## Exercise objective
For the data below, report the number of lines that contain the string "like" and nothing else.

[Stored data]
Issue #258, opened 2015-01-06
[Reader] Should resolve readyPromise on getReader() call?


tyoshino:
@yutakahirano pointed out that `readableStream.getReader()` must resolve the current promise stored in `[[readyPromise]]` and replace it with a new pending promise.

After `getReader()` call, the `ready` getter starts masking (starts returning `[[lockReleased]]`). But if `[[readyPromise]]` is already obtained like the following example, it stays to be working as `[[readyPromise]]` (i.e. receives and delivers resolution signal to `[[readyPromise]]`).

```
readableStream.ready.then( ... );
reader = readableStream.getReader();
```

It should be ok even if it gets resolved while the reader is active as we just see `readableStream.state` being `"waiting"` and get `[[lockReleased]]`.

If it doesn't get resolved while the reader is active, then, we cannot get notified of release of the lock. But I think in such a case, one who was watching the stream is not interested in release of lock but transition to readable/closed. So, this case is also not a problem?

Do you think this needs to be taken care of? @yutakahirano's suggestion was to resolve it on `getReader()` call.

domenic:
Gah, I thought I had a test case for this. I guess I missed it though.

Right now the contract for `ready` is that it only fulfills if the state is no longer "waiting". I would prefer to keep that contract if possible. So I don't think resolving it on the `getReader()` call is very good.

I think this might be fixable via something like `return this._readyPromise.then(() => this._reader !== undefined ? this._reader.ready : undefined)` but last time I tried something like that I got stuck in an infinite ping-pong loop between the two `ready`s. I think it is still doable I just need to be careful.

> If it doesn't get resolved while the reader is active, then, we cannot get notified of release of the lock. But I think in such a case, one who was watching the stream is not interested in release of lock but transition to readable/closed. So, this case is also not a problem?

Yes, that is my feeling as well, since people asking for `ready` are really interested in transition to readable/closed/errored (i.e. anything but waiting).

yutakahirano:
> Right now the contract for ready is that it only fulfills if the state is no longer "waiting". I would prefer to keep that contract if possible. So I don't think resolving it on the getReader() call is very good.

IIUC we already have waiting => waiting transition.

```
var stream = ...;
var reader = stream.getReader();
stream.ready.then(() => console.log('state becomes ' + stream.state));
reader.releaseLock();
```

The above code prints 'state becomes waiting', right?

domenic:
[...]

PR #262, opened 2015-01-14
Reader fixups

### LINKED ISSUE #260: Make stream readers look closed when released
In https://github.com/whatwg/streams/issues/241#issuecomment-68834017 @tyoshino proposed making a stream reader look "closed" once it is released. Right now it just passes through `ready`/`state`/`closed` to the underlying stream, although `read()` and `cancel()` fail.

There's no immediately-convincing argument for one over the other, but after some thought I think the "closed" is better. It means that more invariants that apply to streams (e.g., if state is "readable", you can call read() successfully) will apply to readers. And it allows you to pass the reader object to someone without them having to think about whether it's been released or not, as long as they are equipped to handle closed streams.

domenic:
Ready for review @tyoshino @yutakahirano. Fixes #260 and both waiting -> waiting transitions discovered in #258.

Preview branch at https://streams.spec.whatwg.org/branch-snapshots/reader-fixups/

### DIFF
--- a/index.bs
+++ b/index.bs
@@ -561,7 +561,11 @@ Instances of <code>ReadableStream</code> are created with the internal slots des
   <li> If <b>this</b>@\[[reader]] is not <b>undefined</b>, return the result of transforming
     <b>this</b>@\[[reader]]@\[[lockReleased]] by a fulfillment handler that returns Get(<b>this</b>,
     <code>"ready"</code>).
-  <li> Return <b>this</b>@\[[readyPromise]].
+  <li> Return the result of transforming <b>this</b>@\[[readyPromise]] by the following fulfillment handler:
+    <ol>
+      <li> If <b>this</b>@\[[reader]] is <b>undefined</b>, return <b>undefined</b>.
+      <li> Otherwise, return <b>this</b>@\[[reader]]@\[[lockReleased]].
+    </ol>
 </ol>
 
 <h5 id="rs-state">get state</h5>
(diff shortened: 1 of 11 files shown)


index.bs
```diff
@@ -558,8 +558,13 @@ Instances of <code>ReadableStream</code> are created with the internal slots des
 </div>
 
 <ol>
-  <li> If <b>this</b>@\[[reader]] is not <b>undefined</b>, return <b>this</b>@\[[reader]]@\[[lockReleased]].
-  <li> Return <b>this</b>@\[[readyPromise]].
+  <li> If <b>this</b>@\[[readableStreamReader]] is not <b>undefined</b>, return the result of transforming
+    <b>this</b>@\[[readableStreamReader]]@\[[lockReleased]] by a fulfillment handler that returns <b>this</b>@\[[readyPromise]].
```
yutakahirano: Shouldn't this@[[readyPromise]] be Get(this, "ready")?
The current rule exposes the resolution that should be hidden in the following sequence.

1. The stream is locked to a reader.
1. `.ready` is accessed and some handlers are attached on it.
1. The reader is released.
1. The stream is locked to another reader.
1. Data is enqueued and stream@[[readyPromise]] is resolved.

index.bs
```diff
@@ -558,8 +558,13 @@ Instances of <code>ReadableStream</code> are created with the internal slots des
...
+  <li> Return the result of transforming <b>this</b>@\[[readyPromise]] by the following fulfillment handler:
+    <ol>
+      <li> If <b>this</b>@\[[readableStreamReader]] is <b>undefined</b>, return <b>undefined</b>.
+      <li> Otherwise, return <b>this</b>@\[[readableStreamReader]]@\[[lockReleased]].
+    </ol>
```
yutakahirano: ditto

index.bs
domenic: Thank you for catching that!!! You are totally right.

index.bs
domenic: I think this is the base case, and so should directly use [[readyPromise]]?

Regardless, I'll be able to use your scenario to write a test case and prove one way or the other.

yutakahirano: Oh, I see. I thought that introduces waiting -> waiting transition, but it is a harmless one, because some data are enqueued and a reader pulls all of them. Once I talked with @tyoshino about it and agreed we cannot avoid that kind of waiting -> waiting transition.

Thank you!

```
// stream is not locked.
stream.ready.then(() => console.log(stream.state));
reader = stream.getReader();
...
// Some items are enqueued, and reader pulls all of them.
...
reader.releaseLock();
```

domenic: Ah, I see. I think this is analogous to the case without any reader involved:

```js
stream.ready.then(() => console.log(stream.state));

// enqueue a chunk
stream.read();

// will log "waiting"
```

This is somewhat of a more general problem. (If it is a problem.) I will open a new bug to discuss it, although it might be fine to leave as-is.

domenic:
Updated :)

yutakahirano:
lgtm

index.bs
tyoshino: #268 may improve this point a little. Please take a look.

...

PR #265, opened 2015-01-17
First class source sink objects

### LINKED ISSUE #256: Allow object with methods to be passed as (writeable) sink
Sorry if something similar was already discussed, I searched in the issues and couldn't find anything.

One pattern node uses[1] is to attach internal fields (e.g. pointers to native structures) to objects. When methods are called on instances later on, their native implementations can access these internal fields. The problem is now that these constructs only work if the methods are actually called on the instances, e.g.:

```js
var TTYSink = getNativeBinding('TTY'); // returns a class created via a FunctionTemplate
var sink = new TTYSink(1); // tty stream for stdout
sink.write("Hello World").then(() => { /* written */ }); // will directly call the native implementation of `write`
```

## Answer to the exercise
2